In an effort to improve national security and appease consumer concerns over data privacy, China recently adopted a significant new digital privacy law, set to go into effect later this fall. Effective Nov. 1, the country will adopt the Personal Information Protection Law (PIPL), which, due to its wide-ranging nature, is likely to be highly influential on the data protection policies in other countries as well.
The law was officially passed on Aug. 20, following three rounds of revisions, in which the policy evolved substantially. The policy provides Chinese citizens with a large degree of data privacy and is quite likely to make the country a global in data protection — Protocol’s Shen Lu notes that the PIPL is indicative of the country’s “ambitions to set international norms in data protection.”

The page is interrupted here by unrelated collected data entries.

PR #173, opened 2021-08-04
Port failure classes from Java SDK

### LINKED ISSUE #146: [Feature Request] Port Workflow error classes from Java SDK
- For instance for activity failures.
- Errors should have an `isRetryable` attributes.

bergundy:
Closes #146

We still need to figure out what to do for activity cancellation.

### DIFF
--- a/packages/common/src/failure.ts
+++ b/packages/common/src/failure.ts
@@ -1,0 +1,428 @@
+import { temporal } from '@temporalio/proto';
+import { DataConverter, arrayFromPayloads } from './converter/data-converter';
+
+export const FAILURE_SOURCE = 'NodeSDK';
+export type ProtoFailure = temporal.api.failure.v1.IFailure;
+export type TimeoutType = temporal.api.enums.v1.TimeoutType;
+export const TimeoutType = temporal.api.enums.v1.TimeoutType;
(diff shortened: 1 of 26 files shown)


bergundy:
Depends on https://github.com/temporalio/sdk-core/pull/159

packages/common/src/failure.ts
```diff
@@ -0,0 +1,424 @@
...
+export const RetryState = coresdk.common.RetryState;
+
+/**
+ * Represents failures that can cross Workflow and Activity boundaries.
+ *
+ * Only exceptions that extend this class will be propagated to the caller.
+ *
+ * **Never extend this class or any of its derivatives.** They are to be used by the SDK code
+ * only. Throw an instance {@link ApplicationFailure} to pass application specific errors between
+ * Workflows and Activities.
```
Sushisource, line 17: Could just make this constructor private and then expose a `create` function to allow constructing them for testing purposes. That way the class can't be extended.

Sushisource (approved):

bergundy:
Note that this addition of 3 proto files increased the generated JS file from 244kb to 638kb, at some point we might want to optimize this but I'll let this go because looks like perf is still performant enough from a short test I made.

sw-yx:
good that you are watching the perf though, nice

PR #179, opened 2021-08-09
Child Workflows

bergundy:
This should not be merged until https://github.com/temporalio/sdk-core/pull/163 is merged.
We should bring back the incremented sequence for generating correlation IDs between lang and core.
That will be done in a later PR.

### DIFF
--- a/packages/workflow/src/internals.ts
+++ b/packages/workflow/src/internals.ts
@@ -6,19 +6,25 @@ import {
   composeInterceptors,
   errorToFailure,
   ensureTemporalFailure,
+  failureToError,
   optionalFailureToOptionalError,
   IllegalStateError,
   Workflow,
-  arrayFromPayloads,
+  WorkflowSignalType,
   DataConverter,
   defaultDataConverter,
-  WorkflowSignalType,
+  arrayFromPayloadsSync,
 } from '@temporalio/common';
 import { coresdk } from '@temporalio/proto/lib/coresdk';
 import { alea, RNG } from './alea';
 import { ContinueAsNew, ExternalDependencies, WorkflowInfo } from './interfaces';
 import { SignalInput, WorkflowInput, WorkflowInterceptors } from './interceptors';
-import { CancelledError, DeterminismViolationError, WorkflowCancelledError } from './errors';
+import {
+  CancelledError,
+  DeterminismViolationError,
+  WorkflowCancelledError,
+  WorkflowExecutionAlreadyStartedError,
+} from './errors';
 import { ROOT_SCOPE } from './cancellation-scope';
 
 export type ResolveFunction<T = any> = (val: T) => any;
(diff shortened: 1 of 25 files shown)


packages/workflow/src/internals.ts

“This Law is formulated, on the basis of the Constitution, in order to protect personal information rights and interests, standardize personal information handling activities, and promote the rational use of personal information,” reads an English-language translation of Article 1 of the PIPL.
The law resembles the European Union’s General Data Protection Regulation (GDPR), however it has a bit more emphasis on China’s national security than the GDPR. Both the PIPL and the GDPR came about as a response to demand from grassroots movements calling for increased personal information protections, according to Protocol.
China has adopted other data processing laws in the past, however the PIPL is the first law to regulate the processing of Chinese residents’ data in other countries. Though it’s normal for data protection legislation to include provisions dealing with extra-territorial data processing, some pundits believe the Chinese law is a bit harsher than is normal, due to its emphasis on national security. The PIPL allows the Chinese government to restrict data transfers to other countries if it deems such transfers to be harmful for national security, a concept which China defines more broadly than other countries, according to Protocol.
Additionally, critical information infrastructure operators (this includes groups such as government and financial entities) or entities that process large amounts of personal information are also required to store this information within Mainland China, rather than overseas. “Large amounts” of personal information are not defined in the final draft of the law, however previous versions of the law defined it as data on 500,000 and 1,000,000 residents of China. In order to transfer this information abroad to another entity, the transfer must be cleared by cybersecurity agencies.